Die Anfänge der Gebäudereinigung lassen sich bis ins Mittelalter zurückverfolgen. Die damaligen Wand- und Wagenwäscher zogen mit Pferdewagen durch die Lande, bepackt mit Leitern, Bürsten, Besen, Wasser- und Sandkübeln. Der erste Frankfurter Gebäudereiniger war Ernst Schröder, der auf seiner Wanderschaft 1883 hierher gelangte. Er reinigte Erker- und Schaufensterscheiben "im Abonnement". Mit der Gründung weiterer Firmen (August Rüger, Glas- und Gebäudereinigungsinstitut Germania, Müller, Rosenstein, Reuß, J. Rüger, Weinrich, H. Schmidt, Dübe, Kubbe, L. Ehrmann, H. Klein, Schröder, Wirsing, Schittlohr und Michels) kam auch der echte Konkurrenzkampf auf. Um den existenzbedrohenden Preiskämpfen Einhalt gebieten zu können, gründete man 1924 die "freie Innung Frankfurt". Die Innung entwickelte sich prächtig. Beim 60-jährigen Bestehen 1984 gehörten ihr schon 95 Betriebe an. 1988 kam es unter der Regie des Frankfurter Reinigungsunternehmers Hans Berthold und des Wiesbadener Obermeisters Gregor Eiserloh zum Zusammenschluß mit der Wiesbadener Innung. 1990 reihte sich noch die Kasseler Innung ein und es entstand die heute noch bestehende hessische Landesinnung des Gebäudereiniger-Handwerks. Die Innung hat mittlerweile mehr als 250 Mitgliedsbetriebe, wobei auch heute noch der Schwerpunkt der hessischen Reinigungsunternehmen im Frankfurter Raum liegt.

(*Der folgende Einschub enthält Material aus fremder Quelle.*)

PR #77, opened 2015-07-01
Change business offering percentage fields to booleans.

neoeno:
I decided not to propagate this change to ElasticSearch, because that would mean doing some mucking around with the live server to make all the databases and codebases align. It's possible that we'll do that, but given that this is a priority change and it'll be a while until this is deployed to production — we'll defer it.

`firm_serializer` is responsible for converting booleans to percentages.

### DIFF
--- a/db/migrate/20150630143001_change_percentage_fields_to_boolean_fields_on_firm.rb
+++ b/db/migrate/20150630143001_change_percentage_fields_to_boolean_fields_on_firm.rb
@@ -1,0 +1,35 @@
+class ChangePercentageFieldsToBooleanFieldsOnFirm < ActiveRecord::Migration
+  BUSINESS_OFFERING_ATTRIBUTE = [
+    :retirement_income_products,
+    :pension_transfer,
+    :long_term_care,
+    :equity_release,
+    :inheritance_tax_and_estate_planning,
+    :wills_and_probate,
+    :other]
+
+  def up
+    BUSINESS_OFFERING_ATTRIBUTE.each do |field|
+      # We add the boolean column
+      add_column :firms, "#{field}_flag".to_sym, :boolean, null: false, default: false
+      # Translate the old percentage values to the new boolean column
+      Firm.where("#{field}_percent > ?", 0).update_all("#{field}_flag" => true)
+      # And finally, remove the percentage column
+      remove_column :firms, "#{field}_percent".to_sym, :integer
+    end
+  end
+
+  def down
+    BUSINESS_OFFERING_ATTRIBUTE.each do |field|
+      # As above, but in reverse.
+      # Since we've lost information, we can only migrate back by figuring
+      #   true  => 100%
+      #   false => 0%
+      # Which won't validate since the fields won't add up to 100%, but it
+      # will work in a pinch.
+      add_column :firms, "#{field}_percent".to_sym, :integer
+      Firm.where("#{field}_flag" => true).update_all("#{field}_percent" => 100)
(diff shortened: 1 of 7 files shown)


db/migrate/20150630143001_change_percentage_fields_to_boolean_fields_on_firm.rb
```diff
@@ -0,0 +1,26 @@
...
+    :long_term_care,
+    :equity_release,
+    :inheritance_tax_and_estate_planning,
+    :wills_and_probate,
+    :other]
+
+  def up
+    BUSINESS_OFFERING_ATTRIBUTE.each do |field|
+      add_column :firms, "#{field}_flag".to_sym, :boolean, null: false, default: false
+      Firm.where("#{field}_percent > ?", 0).update_all("#{field}_flag" => true)
```
munckymagik: So this is the key line where we migrate existing percentage based data to the new boolean fields?

neoeno: Yes. At first I did it by pulling out all the data and shoving it back in again but it took ages, and this seemed like a better way. Are you thinking it needs documenting?

db/migrate/20150630143001_change_percentage_fields_to_boolean_fields_on_firm.rb
```diff
@@ -0,0 +1,26 @@
...
+      remove_column :firms, "#{field}_percent".to_sym, :integer
+    end
+  end
+
+  def down
+    BUSINESS_OFFERING_ATTRIBUTE.each do |field|
+      add_column :firms, "#{field}_percent".to_sym, :integer
+      Firm.where("#{field}_flag" => true).update_all("#{field}_percent" => 100)
```
munckymagik: This doesn't back-out cleanly, because we can't get back the original values. What are the pros and cons of this, I wonder?

munckymagik: I mean in terms of, if we actually needed to back out the change from the live system, what state would things be in from the users' perspective?

neoeno: You're right, it doesn't. It seemed like the best thing to do, since the directory only cares about (effectively) truthy or falsey on each field.

The difference would be that in the self-service & signup interface, everything would be either 0 or 100, so actually none of the records would validate based on the pre-change code... which would be a shame, now I think of it.

neoeno: I'd avoid doing it too cleverly to make it all add up to 100% though — but would it be better to simply make it un-downgradeable?

munckymagik: Thinking about this it's OK if we keep the downgrade migration for us as developers. For a live revert, we would restore the backup we take before we ran the migration, then tell Heroku to go back to the last deploy. So I feel this is enough comfort.

db/migrate/20150630143001_change_percentage_fields_to_boolean_fields_on_firm.rb
munckymagik: Yeah, maybe a comment or wrap it in a method so we can give it an obvious marker to show what we're doing.

neoeno: Done

munckymagik:
:+1:

darokel:
:+1:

Die Gebäudereinigung hat sich seither enorm weiterentwickelt. Neue Belagsarten kamen auf den Markt, für die neue Reinigungsverfahren entwickelt werden mußten, rationellere Reinigungsmethoden setzten sich durch, da man die Arbeit somit kostengünstiger ausführen konnte und nicht zu letzt wurden auch immer höhere Ansprüche an die Reinigung gestellt. In Krankenhäusern müssen beispielsweise umfangreiche Desinfektionsmaßnahmen durchgeführt werden, die gewährleisten, daß die immungeschwächten Patienten sich hier nicht noch mit weiteren Krankheiten infizieren. In der Computer-Chip-Industrie kommen spezielle fusselfreie Tücher und besondere Reinigungsmittel zum Einsatz. Der ganze Aufwand dient nur dem einen Zweck, zu verhindern, daß Staubpartikel in das Endprodukt, z.B. die Computer-Festplatte, gelangen, da schon ein Staubkorn zum Totalausfall führen kann.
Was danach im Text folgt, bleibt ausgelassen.